7. Existe cierta misericordia natural, humanitaria o filantrópica, en virtud de la cual todo hombre ama por naturaleza a sus semejantes y participa de su dolor, que es propio del género humano como tal. Esta misericordia se apoya en definitiva en una relación objetiva y real (es decir, que no depende de nuestro conocimiento ni de nuestro afecto, sensible o voluntario), la cual suscita una tendencia casi espontánea de la naturaleza humana. Precisamente se dice que los que la contravienen son inhumanos. Dicha tendencia impulsa a toda persona normal a prestar ayuda a cualquiera que esté en peligro o sufra un mal, y la negativa a prestar dicha ayuda constituye incluso en ciertos casos un delito sancionable por la ley positiva humana, que en ese caso pone de manifiesto un derecho natural. Pero para que sea natural y esté radicalmente entrañado en toda persona, esa misericordia hace caso omiso de las raíces profundas del mal. El mal sufrido, que es la desgracia, no le parece a primera vista la consecuencia de un mal cometido, que es el pecado. Y precisamente por desconocer la relación entre ambas cosas, esta tendencia natural del hombre corre siempre el riesgo de equivocarse.

8. La misericordia sobrenatural va mucho más lejos; supone la caridad. El motivo por el cual queremos aliviar el dolor es, en realidad, la amistad que nos liga a Dios mediante la gracia. Por amor a Dios, quiere aliviar a todos aquellos a los que puede afectar el dolor, tanto el espiritual como el corporal. Y en ese dolor que afecta al prójimo ve la consecuencia del pecado, el resultado del mal cometido. También ve la justa medida en que conviene proceder para aliviar la desgracia en que se ha incurrido: la medida en que el pecado que justifica la pena deja de ser querido por quien lo cometió, la medida en que el pecador detesta su pecado, la medida en que el pecador actuó en circunstancias atenuantes. O al menos en la medida en que el ejercicio de la misericordia, que aspira a aliviar o incluso suprimir la desgracia de la pena, no contraviene las exigencias de la justicia, que aspira a neutralizar el mal de un pecado. Y ahí está precisamente el meollo de la cuestión.

III – La verdadera misericordia y la justicia [7]

9. La justicia es la voluntad constante y perpetua de dar a cada uno lo suyo. Tiene, pues, por objetivo regular nuestras relaciones con los demás. Y puede hacerlo de dos maneras: bien con el prójimo individualmente considerado, o con el prójimo entendido como miembro de una sociedad. Hay dos formas de justicia: la justicia particular y la justicia general o legal. La justicia particular da a la persona lo que individualmente le corresponde. Puede hacerlo dándole lo que le corresponde por parte de otro individuo (justicia conmutativa) o por parte de la sociedad (justicia distributiva). La justicia general o legal aporta al bien común de la sociedad lo que le debe cada uno de sus miembros.

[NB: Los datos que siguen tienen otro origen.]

Issue #103, opened 2018-09-30
"About" under "help" menu


hpk42:
No easy way to find out which version my desktop is -- maybe add an ``About`` entry with a bit of info (also which version of deltachat-core and maybe other libs this is running).

PR #197, opened 2018-10-21
[wip] Add About dialog

ralphtheninja:
Closes https://github.com/deltachat/deltachat-desktop/issues/103

Currently looks really crappy since long values doesn't break properly and are rendered outside the dialog. But at least we have the complete flow and data ready.

screenshot from 2018-10-21 04-27-26

What's left:

- [ ] fix layout (css, or replace table with something better, suggestions welcome, basically `hilfe!`)
- [ ] the user _must_ be logged in to get the info so the menu alternative must be disabled when logged out
- [ ] `the_underscore_keys` should be translated

cc @karissa @Jikstra @hpk42

### DIFF
--- a/src/main/ipc.js
+++ b/src/main/ipc.js
@@ -58,6 +58,10 @@ function init (cwd) {
     e.returnValue = ret
   })
 
+  ipc.on('dispatchSyncNoRender', (e, ...args) => {
+    e.returnValue = dispatch(...args)
+  })
+
   // Calls the function without returning the value (async)
   ipc.on('dispatch', (e, ...args) => {
     dispatch(...args)
--- a/_locales/en.json
+++ b/_locales/en.json
@@ -255,6 +255,14 @@
         "message": "Report an Issue...",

Porque el bien de cada virtud, de las que ordenan al hombre con respecto a sí mismo, o de las que lo ordenan con respecto a los demás, debe encaminarse al bien común al que nos orienta dicha justicia. En cierto modo, los actos de todas las virtudes pueden entrar dentro de la competencia de la justicia en tanto que está ordena al hombre, al bien común. En este sentido, la justicia es una virtud general. Y como la ley tiene la misión de ordenarnos al bien común, la justicia general se llama también justicia legal, porque gracias a ella el hombre se conforma a la ley que ordena los actos de todas las virtudes al bien común.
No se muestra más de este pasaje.